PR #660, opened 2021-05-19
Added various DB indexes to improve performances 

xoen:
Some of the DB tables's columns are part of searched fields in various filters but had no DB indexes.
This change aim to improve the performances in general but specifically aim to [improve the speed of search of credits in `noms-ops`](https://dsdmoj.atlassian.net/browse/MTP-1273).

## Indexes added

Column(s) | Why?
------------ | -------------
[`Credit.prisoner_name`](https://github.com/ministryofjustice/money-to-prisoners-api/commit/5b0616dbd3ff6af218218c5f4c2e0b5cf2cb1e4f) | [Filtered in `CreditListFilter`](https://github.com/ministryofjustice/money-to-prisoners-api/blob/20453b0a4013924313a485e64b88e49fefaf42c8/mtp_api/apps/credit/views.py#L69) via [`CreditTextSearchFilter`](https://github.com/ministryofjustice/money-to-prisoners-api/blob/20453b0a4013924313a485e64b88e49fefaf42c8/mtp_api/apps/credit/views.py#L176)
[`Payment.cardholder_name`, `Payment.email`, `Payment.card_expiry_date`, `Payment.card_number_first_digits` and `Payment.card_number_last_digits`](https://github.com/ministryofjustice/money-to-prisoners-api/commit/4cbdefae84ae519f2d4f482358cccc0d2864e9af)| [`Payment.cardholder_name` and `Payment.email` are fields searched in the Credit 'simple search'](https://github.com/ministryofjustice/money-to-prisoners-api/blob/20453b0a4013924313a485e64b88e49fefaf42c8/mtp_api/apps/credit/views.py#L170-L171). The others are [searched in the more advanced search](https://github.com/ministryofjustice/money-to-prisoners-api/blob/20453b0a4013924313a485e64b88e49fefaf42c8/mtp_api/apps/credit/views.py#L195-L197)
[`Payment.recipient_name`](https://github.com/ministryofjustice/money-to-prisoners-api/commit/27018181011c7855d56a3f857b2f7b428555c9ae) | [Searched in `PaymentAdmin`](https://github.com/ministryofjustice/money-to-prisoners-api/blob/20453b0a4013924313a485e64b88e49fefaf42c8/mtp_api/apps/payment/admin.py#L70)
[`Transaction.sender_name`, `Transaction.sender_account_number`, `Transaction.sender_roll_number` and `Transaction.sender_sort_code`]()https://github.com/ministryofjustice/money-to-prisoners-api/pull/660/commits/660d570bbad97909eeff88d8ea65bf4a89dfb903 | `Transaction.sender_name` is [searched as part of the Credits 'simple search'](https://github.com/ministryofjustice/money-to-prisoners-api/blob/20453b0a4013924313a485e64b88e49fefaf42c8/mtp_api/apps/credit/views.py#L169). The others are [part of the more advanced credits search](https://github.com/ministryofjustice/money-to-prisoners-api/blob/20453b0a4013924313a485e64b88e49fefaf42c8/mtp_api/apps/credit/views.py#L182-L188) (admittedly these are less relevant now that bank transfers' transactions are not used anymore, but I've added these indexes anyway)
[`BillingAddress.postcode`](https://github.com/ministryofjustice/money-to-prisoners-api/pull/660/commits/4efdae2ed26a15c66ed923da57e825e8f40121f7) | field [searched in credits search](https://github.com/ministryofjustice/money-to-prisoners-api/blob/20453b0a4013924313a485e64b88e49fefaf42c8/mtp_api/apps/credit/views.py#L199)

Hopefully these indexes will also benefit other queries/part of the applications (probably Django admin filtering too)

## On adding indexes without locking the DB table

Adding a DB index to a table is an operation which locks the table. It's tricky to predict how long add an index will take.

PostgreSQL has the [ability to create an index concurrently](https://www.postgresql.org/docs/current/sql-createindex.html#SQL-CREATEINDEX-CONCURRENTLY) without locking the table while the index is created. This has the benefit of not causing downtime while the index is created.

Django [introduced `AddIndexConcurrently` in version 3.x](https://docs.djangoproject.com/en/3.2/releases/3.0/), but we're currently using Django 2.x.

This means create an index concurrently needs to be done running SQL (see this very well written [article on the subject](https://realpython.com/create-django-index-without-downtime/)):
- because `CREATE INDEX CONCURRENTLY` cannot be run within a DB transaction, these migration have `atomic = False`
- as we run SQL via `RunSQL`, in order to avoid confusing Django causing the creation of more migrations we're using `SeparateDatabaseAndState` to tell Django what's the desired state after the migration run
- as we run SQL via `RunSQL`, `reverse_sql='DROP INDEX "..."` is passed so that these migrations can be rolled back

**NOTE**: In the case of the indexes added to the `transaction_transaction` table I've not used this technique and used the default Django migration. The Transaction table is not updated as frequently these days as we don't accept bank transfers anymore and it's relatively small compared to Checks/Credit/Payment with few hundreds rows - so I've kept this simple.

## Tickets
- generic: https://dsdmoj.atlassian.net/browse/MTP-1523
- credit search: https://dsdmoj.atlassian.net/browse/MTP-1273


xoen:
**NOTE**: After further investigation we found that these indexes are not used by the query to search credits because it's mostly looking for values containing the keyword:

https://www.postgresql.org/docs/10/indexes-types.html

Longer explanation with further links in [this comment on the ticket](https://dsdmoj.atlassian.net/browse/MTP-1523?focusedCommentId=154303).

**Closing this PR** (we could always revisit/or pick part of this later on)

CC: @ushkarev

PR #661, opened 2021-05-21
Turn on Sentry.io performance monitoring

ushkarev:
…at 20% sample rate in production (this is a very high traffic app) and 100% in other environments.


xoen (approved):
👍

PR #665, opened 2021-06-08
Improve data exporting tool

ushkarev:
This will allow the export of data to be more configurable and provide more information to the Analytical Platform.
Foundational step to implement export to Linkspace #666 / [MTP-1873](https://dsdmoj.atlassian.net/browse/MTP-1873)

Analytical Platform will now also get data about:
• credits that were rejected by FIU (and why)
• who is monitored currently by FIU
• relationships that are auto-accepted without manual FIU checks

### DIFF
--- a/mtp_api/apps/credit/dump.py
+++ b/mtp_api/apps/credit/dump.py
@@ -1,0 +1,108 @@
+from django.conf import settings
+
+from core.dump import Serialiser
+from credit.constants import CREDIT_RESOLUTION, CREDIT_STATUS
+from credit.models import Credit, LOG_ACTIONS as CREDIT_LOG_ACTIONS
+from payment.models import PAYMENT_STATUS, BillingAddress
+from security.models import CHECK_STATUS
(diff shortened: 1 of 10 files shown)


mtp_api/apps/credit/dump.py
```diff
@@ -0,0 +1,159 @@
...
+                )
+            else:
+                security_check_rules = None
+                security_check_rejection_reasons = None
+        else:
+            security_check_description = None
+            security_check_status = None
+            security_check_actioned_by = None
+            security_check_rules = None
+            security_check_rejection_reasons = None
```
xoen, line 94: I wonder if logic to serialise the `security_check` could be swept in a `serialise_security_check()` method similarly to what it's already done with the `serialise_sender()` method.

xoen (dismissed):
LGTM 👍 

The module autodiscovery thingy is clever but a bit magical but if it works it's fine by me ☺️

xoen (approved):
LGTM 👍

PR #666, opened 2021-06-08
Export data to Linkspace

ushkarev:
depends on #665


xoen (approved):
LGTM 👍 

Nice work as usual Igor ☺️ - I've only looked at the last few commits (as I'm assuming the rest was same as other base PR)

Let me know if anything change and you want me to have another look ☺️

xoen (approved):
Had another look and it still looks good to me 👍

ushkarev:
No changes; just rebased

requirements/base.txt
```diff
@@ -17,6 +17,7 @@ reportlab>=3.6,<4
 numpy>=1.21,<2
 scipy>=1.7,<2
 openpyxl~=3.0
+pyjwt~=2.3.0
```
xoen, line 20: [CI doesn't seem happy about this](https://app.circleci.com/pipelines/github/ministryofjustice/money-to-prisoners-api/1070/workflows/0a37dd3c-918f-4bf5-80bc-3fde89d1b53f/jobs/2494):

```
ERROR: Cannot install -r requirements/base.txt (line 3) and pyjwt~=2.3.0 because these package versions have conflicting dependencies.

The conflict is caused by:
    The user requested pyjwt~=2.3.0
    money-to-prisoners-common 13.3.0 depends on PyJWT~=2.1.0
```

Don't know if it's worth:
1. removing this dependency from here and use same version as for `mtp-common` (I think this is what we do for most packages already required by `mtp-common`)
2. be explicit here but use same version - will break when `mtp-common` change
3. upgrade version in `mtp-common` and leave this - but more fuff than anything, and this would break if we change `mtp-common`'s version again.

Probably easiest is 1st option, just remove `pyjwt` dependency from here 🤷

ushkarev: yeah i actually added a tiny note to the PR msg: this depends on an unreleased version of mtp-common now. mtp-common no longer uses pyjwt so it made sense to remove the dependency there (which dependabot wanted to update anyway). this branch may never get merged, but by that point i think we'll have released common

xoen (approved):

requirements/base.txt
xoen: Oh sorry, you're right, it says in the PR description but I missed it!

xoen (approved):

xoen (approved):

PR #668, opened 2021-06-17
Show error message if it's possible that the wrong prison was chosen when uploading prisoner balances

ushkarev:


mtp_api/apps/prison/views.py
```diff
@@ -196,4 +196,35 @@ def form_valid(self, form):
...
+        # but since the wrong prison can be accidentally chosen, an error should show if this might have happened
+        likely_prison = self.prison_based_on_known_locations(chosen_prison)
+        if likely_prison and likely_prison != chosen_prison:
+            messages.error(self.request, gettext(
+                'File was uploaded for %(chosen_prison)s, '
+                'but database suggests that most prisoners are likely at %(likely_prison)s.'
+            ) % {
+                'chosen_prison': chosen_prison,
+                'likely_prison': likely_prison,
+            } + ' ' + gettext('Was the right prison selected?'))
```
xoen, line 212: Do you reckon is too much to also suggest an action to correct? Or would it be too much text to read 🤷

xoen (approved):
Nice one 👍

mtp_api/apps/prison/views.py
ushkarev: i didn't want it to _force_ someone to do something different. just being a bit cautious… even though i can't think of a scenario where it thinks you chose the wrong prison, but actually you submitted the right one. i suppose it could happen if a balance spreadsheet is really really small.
---
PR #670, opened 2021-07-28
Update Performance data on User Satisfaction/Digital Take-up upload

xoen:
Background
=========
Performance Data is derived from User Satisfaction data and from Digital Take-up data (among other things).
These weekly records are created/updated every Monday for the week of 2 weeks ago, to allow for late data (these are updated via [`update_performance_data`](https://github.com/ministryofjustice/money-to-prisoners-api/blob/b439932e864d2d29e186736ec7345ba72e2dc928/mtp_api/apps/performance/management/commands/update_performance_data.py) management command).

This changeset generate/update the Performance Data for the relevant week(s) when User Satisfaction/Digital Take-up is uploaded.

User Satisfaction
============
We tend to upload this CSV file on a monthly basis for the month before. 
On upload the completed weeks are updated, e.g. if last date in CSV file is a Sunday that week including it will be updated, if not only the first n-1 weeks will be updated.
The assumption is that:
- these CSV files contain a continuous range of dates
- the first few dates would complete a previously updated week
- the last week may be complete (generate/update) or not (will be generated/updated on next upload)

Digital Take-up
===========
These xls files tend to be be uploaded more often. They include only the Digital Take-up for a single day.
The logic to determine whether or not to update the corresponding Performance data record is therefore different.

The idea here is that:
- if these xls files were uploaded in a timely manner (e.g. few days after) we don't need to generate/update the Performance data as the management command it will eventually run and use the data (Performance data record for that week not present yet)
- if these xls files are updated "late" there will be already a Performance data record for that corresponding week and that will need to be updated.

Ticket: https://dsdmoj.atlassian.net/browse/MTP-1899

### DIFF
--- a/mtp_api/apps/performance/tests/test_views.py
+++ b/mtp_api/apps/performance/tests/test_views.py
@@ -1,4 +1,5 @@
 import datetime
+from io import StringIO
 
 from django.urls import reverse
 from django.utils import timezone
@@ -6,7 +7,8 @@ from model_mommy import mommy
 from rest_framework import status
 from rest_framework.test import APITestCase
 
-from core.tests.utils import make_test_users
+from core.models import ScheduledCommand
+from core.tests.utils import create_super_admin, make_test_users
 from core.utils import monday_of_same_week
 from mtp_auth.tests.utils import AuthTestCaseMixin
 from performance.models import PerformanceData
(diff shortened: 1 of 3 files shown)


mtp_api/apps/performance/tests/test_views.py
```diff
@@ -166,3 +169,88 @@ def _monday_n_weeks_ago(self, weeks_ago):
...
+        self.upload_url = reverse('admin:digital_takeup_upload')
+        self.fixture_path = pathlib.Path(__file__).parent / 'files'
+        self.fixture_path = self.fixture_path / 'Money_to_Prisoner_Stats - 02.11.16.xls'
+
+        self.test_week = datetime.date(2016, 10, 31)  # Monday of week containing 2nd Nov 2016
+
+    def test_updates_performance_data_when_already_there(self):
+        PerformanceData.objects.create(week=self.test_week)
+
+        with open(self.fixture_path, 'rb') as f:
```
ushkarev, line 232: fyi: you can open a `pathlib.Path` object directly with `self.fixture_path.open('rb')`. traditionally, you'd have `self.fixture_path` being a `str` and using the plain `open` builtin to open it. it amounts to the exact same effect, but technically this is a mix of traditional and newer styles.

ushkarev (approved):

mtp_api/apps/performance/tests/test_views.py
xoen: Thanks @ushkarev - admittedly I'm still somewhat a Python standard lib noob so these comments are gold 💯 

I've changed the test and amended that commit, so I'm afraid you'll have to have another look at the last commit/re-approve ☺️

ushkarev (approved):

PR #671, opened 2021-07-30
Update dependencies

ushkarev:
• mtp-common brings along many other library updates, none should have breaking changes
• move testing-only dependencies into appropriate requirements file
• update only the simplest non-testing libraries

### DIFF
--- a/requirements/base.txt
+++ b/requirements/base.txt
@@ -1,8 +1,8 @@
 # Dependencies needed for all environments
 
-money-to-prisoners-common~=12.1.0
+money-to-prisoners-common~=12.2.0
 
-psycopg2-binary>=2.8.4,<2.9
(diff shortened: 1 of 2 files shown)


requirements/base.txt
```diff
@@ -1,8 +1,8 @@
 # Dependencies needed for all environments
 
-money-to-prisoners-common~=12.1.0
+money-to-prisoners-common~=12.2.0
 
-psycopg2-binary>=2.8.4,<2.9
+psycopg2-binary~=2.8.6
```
* * *
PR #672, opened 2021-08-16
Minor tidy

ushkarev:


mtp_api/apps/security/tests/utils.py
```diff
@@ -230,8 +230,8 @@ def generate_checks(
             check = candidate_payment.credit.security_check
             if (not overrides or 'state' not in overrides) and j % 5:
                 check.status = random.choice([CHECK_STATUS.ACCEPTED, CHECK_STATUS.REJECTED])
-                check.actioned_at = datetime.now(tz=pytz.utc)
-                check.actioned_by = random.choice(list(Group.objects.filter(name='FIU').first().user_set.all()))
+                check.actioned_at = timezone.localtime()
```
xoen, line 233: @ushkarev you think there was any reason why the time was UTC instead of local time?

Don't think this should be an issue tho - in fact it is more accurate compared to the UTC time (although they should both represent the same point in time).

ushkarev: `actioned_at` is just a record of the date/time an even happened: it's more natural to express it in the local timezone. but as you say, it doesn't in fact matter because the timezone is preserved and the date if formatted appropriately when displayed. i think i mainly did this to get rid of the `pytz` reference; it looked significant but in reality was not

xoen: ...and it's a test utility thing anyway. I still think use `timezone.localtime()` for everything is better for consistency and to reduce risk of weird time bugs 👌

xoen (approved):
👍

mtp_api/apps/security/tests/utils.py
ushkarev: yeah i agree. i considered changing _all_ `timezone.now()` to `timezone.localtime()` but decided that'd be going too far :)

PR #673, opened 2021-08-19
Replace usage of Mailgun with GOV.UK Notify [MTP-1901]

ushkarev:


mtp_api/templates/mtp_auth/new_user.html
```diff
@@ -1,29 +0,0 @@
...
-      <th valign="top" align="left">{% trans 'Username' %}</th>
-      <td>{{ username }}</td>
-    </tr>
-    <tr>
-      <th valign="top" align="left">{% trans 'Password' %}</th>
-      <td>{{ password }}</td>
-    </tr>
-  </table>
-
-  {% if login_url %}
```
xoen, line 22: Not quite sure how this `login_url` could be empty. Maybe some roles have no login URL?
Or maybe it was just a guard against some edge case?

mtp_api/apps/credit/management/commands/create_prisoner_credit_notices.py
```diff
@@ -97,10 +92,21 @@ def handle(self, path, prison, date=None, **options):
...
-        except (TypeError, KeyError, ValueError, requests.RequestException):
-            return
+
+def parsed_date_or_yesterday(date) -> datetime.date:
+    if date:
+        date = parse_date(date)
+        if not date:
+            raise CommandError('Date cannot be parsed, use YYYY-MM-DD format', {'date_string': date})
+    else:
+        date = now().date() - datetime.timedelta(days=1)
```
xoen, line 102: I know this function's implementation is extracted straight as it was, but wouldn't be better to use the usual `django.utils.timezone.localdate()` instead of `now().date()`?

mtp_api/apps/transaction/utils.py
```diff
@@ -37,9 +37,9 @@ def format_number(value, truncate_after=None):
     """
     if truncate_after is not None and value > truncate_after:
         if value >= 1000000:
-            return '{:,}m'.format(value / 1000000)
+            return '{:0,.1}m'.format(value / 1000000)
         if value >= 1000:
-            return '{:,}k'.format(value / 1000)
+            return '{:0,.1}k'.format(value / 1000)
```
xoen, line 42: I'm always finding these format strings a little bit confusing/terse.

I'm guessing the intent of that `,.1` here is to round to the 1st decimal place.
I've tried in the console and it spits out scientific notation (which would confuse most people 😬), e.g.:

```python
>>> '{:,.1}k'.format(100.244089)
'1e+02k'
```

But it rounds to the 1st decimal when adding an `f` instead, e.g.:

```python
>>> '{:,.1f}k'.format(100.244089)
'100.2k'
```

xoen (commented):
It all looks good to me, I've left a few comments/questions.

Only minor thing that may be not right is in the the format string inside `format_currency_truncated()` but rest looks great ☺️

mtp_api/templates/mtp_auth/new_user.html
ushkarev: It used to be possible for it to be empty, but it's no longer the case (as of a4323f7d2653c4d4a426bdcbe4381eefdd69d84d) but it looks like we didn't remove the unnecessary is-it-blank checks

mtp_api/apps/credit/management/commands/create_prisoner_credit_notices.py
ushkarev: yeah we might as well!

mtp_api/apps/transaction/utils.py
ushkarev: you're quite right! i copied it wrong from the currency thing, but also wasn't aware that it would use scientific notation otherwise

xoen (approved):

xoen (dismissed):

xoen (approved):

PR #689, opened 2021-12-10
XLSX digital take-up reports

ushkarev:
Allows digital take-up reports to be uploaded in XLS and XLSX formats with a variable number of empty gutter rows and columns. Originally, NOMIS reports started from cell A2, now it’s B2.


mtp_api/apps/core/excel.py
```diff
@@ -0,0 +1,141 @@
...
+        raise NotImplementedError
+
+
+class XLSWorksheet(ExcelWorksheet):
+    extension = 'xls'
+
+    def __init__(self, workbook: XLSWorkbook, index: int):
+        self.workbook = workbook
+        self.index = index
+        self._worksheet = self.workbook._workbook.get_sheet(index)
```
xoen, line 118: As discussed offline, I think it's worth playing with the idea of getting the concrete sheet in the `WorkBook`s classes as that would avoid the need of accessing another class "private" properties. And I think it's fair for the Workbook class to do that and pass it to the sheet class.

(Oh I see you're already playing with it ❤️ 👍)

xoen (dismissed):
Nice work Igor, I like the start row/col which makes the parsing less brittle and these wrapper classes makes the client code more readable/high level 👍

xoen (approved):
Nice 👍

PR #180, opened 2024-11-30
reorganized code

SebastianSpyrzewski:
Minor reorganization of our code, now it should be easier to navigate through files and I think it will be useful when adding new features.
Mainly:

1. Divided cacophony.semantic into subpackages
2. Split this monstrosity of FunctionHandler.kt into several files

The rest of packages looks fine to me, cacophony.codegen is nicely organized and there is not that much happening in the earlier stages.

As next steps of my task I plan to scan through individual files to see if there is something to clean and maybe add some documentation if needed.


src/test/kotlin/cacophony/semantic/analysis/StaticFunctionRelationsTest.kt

Action item
Report the number of lines in the material above that include the string "semantic". Nothing else belongs in the answer.

Worked solution
2